## EXERCISE BRIEF
When you find the line with "by github issues" among the records below, reproduce it and each line after it exactly, ending with the line with "matrix jobs do.".

Collected data entries
== Segment start ==

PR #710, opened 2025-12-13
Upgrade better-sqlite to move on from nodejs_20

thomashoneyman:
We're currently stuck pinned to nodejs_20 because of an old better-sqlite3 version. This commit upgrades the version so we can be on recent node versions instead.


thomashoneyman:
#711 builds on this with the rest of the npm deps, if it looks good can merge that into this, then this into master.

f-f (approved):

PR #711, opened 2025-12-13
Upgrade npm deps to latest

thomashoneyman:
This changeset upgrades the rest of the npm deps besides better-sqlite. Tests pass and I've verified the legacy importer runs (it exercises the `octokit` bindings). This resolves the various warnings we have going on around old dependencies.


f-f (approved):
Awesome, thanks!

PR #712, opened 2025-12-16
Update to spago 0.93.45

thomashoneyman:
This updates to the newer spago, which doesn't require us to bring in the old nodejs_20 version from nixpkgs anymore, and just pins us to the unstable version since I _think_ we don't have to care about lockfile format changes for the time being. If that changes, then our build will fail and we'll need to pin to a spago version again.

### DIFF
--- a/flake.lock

== Segment end ==
== Segment start ==

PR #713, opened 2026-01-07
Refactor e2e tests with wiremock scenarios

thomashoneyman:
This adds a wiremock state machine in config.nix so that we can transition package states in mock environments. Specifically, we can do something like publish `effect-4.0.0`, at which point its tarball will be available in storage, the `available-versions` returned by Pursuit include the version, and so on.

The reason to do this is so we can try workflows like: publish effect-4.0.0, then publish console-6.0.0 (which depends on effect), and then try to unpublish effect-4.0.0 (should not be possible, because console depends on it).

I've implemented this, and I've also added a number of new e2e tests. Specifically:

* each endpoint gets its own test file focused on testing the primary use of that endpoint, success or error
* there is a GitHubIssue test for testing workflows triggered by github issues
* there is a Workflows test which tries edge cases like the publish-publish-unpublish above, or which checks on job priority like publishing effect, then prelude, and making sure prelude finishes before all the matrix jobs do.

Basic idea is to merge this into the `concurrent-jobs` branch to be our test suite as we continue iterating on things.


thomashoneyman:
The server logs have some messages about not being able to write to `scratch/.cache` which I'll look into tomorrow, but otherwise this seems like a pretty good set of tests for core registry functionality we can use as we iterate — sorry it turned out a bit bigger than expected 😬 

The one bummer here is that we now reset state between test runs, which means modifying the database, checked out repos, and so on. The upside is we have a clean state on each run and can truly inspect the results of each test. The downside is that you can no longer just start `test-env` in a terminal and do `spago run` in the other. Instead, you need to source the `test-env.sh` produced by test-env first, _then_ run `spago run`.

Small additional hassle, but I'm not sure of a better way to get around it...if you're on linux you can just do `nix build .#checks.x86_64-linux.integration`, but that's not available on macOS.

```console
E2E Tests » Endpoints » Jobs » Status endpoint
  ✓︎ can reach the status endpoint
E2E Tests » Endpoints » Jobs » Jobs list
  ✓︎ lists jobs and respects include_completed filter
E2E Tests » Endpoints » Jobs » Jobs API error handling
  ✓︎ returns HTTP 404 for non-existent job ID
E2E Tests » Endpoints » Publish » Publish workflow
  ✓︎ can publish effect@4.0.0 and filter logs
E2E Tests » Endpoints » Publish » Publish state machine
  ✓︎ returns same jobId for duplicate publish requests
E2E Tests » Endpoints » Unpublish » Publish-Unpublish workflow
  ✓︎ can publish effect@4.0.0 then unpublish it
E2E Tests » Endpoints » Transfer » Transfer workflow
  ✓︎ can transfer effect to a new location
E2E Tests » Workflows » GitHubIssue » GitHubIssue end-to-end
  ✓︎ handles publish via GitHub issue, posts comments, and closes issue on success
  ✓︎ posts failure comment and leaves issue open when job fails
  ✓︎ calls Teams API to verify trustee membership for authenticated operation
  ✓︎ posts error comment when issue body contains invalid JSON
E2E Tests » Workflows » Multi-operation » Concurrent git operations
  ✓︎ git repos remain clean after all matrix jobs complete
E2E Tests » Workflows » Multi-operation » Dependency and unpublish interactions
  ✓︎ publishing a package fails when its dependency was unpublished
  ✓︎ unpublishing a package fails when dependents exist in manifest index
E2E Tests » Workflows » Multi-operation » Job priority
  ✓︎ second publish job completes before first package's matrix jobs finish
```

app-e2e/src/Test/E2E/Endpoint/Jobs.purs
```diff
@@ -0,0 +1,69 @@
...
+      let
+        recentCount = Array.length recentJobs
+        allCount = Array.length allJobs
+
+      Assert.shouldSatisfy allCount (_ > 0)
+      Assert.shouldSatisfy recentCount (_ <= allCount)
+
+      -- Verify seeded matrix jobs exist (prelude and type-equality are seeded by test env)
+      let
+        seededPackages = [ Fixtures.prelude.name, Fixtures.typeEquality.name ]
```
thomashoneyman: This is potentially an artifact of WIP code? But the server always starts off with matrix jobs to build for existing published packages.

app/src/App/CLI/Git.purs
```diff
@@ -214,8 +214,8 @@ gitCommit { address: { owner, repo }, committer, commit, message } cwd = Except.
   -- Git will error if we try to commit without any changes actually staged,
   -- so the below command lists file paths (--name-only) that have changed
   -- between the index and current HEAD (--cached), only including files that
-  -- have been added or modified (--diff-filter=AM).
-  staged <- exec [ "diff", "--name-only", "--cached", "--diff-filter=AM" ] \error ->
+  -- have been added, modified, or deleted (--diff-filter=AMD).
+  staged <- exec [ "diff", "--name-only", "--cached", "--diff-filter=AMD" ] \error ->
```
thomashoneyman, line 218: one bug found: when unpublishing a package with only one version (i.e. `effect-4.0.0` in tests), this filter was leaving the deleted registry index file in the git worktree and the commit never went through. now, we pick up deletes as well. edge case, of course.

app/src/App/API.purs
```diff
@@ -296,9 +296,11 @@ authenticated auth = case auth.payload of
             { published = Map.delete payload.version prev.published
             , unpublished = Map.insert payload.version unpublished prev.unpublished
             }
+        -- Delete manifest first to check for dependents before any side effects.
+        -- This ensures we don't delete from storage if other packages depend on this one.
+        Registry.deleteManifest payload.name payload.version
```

== Segment end ==

## PROBLEM SOLUTION
* there is a GitHubIssue test for testing workflows triggered by github issues
* there is a Workflows test which tries edge cases like the publish-publish-unpublish above, or which checks on job priority like publishing effect, then prelude, and making sure prelude finishes before all the matrix jobs do.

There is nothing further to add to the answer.